What you are asked to do -> Below are the records; locate each line with the word "year" and copy it.

Given records ->
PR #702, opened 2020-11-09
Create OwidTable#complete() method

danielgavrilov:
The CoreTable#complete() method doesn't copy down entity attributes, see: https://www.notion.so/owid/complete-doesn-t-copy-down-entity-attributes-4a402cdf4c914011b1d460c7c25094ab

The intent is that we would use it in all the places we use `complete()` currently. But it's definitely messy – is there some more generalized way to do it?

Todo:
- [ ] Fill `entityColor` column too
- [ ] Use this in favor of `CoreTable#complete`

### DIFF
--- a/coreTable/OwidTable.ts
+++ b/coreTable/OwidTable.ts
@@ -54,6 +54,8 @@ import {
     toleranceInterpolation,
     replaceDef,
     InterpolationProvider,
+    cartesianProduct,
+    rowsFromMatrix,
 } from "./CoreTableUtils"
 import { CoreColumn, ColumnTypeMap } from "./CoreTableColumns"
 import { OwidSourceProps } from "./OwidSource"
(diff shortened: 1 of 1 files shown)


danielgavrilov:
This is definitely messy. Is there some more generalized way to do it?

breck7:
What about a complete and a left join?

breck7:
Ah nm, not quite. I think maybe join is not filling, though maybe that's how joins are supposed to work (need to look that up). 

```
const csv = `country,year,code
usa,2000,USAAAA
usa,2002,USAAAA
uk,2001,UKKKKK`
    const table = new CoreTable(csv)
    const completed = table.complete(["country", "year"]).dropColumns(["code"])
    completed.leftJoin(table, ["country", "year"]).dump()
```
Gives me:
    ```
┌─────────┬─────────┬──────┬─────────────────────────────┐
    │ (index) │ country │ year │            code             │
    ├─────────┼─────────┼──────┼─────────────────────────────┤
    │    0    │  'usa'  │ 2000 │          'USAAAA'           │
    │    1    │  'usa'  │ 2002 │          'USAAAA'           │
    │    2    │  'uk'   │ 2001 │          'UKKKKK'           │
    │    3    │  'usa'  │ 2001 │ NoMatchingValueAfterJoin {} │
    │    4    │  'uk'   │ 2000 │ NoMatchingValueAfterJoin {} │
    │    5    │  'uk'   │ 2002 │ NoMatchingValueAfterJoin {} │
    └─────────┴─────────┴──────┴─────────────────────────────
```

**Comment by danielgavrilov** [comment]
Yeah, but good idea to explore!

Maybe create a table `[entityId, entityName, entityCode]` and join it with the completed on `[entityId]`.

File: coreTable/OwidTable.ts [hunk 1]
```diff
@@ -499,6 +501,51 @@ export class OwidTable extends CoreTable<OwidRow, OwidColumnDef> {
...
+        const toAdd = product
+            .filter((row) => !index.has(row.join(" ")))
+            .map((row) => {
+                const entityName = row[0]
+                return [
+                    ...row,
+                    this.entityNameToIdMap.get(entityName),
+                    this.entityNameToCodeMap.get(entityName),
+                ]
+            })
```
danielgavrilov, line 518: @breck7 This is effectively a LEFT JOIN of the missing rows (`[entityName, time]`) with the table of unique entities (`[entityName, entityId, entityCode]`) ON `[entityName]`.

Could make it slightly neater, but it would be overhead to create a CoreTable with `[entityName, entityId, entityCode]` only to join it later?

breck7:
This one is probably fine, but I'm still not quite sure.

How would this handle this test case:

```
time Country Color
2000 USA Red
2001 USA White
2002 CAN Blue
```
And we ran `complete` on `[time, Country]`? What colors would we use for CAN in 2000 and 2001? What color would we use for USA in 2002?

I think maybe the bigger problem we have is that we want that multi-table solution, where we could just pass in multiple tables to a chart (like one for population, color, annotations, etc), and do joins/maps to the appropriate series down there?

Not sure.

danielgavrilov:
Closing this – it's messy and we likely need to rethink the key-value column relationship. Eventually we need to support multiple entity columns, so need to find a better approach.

Finished exercise ->
const csv = `country,year,code
    const completed = table.complete(["country", "year"]).dropColumns(["code"])
    completed.leftJoin(table, ["country", "year"]).dump()
    │ (index) │ country │ year │            code             │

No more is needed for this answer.